Цитаты из ранних сочинений Ленина, приведённые выше, доказывают ложность его утверждений, что террор был ответом большевиков на преследования (несчастнейшие люди!), на заговор империалистов и на контр-революционные действия. Ленинский террор с самого начала был предумышленным. Но какова же его ценность?
Я не настолько наивен, чтобы думать, что бесстыдство большевиков может им повредить в глазах безразличной публики или «перед судом истории». Политическая жестокость никогда не подвергается осуждению, если достигает цели. В наши дни ненависти и насилия, в нашем мире железа и крови осуждают разве что тех, кто жесток недостаточно. Пролившие больше всего крови удостаиваются звания великих, настоящих, могучих. Сумевшие же обойтись без кровопролития запоминаются слабыми, неспособными, бессильными. Обычный упрёк в адрес князя Львова и Керенского заключается в том, что они не расстреляли Ленина, как только он впервые открыл рот. Сам Ленин не понимает такой глупости с их стороны, и даже ненавидит их за это.
Нет, история не осудит большевиков за десятки тысяч погибших граждан, так же как история не осудит тех, кто выкупит Россию из плена ценой жизни десятков тысяч большевиков. Генерала Маннергейма – героя, который получил русский Георгиевский крест и немецкий Железный крест в одной и той же войне, не дискредитировал расстрел пяти тысяч рабочих. Так же никакие дела не дискредитируют Урицкого и Ленина. «Исторические обвинения» проходят по разряду словесных игр для интеллектуальной публики, все политики знают это. За последние два года я встречал бесчисленное множество маленьких Робеспьеров и Наполеонов в буржуазном или социалистическом оперенье, которые открыто гордились своими зверствами «во искупление России» и скорее примеряли жестокость для более эффектного позирования на будущих исторических литографиях.
Нам действительно всё время возражают при помощи одного и того же довода: во время Французской революции, оказавшей сильнейшее влияние на воображение всех демагогов нашего времени, происходили убийства, преступления, зверства не уступающие нынешним! Очень нравится этот аргумент и Ленину: «Вы упрекаете нас в жестокости? Но в 1793 году буржуазия была жестока ничуть не меньше нас!
В истории нет недостатка зловещим прецедентам большевистского террора. Массовые убийства в Париже были так же ужасны, как ужасны массовые убийства в Петрограде нашего времени. Массовые затопления в Нанте ничуть не лучше затоплений в Кронштадте и в Севастополе. Сансон со своей гильотиной ничуть не лучше китайских расстрельных команд на службе в ЧК.

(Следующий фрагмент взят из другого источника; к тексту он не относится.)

Issue #409, opened 2018-05-15
Using the browser scrollbar closes the dropdown


blagh:
Although you can still scroll the page with a mouse scrollwheel for example, it's a bit of a usability issue if you can't also use the scrollbars built into the browser.

I've added a gif to illustrate -- this is more of a problem with bigger dropdowns.

<img src="https://user-images.githubusercontent.com/5570885/40081847-328252b8-585d-11e8-8570-91864f4b7e24.gif" width=200px>

cibernox:
I think is unavoidable really as clicking outside the component closes it. You can make the component stay open by returning `false` from the `onClose` action (see http://ember-basic-dropdown.com/docs/dropdown-events). 

That action will receive the mousedown event as second argument, but _i don't think there is a way to detect the user has clicked in a scroll bar_. If I'm wrong please tell me.
I don't know if it's possible to detect that the user clicked

cibernox:
I see. The reason why this component uses onmousedown is because it was _initially_ extracted from Ember Power Select, and selects open and close on mousedown, not on click. Since this component is more generic than a select opening on click should, at least, be an allowed option which would also fix your complaint.

I'm on holidays right now, but it seems like a feature request.

blagh:
By all means, have a good holiday! Thanks for checking in, in the meanwhile :grin:

PR #427, opened 2018-08-29
Add config option to fix scrollbar clicking

k-fish:
As mentioned in #409, clicking a scrollbar will close an open basic-dropdown. This is due to mousedown being used instead of click. To not break existing behaviour, I've added a config option which can be passed to the parent container (basic-dropdown) or the content component.

If you think this looks reasonable I'll go ahead and add notes to the docs as well.


wcarss:
:+1: this would be super helpful, @cibernox do you have any thoughts? It seems like it would address https://github.com/cibernox/ember-basic-dropdown/issues/409

cibernox:
Sorry, I missed this. Twice.
I agree with the PR, I just want to suggest a small naming change. I'd change the `useClickEvent` to something something more specific like `rootEventType`, that defaults to `mousedown` but can be changed.

Also, I think this behavior seems a better default, so please leave a `TODO` in the code saying something `TODO: Change default event type to "click" in 2.0`

cibernox:
Could you check tests?

tests/integration/components/basic-dropdown/content-test.js
```diff
@@ -103,12 +103,54 @@ module('Integration | Component | basic-dropdown/content', function(hooks) {
     await render(hbs`
       <div id="destination-el"></div>
       <div id="other-div"></div>
-      {{#basic-dropdown/content dropdown=dropdown destination='destination-el'}}Lorem ipsum{{/basic-dropdown/content}}
+      {{#basic-dropdown/content rootEventType='mousedown' dropdown=dropdown destination='destination-el'}}Lorem ipsum{{/basic-dropdown/content}}
```
k-fish: @cibernox I added the `rootEventType` here because the default is defined in the `basic-dropdown` component. Is this the correct pattern or should the fallback be moved down into the content? Content shouldn't really exist without the parent component binding, so I figure this is ok, but I'm not sure whether to add this for the remaining tests to ensure click behaviour isn't unexpected.

cibernox:
Implemented in #438

cibernox:
Published in 1.1.1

И всё-таки массовые расправы большевиков вызывают гораздо больше негодования, чем казни той великой эпохи. Прежде всего они отталкивают потому, что имеют характер целенаправленной имитации. Большевики сознательно стараются воспроизвести все худшие деяния великих мужей французского террора: после тех массовых казней эти массовые казни, после тех заложников эти заложники, после тех утоплений эти утопления. Они устроили свою сентябрьскую резню, свой революционный трибунал, свою общую могилу, своего Людовика XVI, свою Марию-Антуанетту, своего дофина, своих «бывших», своих Маратов, своих Карье, своих Фукье-Тенвилей. Не хватает только гильотины, Троцкий – великий позёр большевистского правительства, в первые дни намеревался внедрить её. Извечная отсталость русских технологий принудила большевиков наводить порядок при помощи китайских пулемётов и латышских штыков. В событиях русской революции явно не хватает энтузиазма толпы вокруг эшафота. Простой народ таращится на тюрьмы Чрезвычайной Комиссии, но с мрачным выражением ужаса на лицах.
Не правда ли, у нас были основания полагать, что человечество усвоит кое-какие уроки века просвещения? Фанатизм террориста Робеспьера, также как и фанатизм католика Торквемады, всё-таки имел достоинство искренности. Но кто мог представить, что в Европе новая инквизиция воздвигнет новые костры? Последователям Карла Маркса следовало бы превзойти в чём-то последователей Жан-Жака Руссо. Неужели марксисты не знали, к чему привёл террор 1793 года?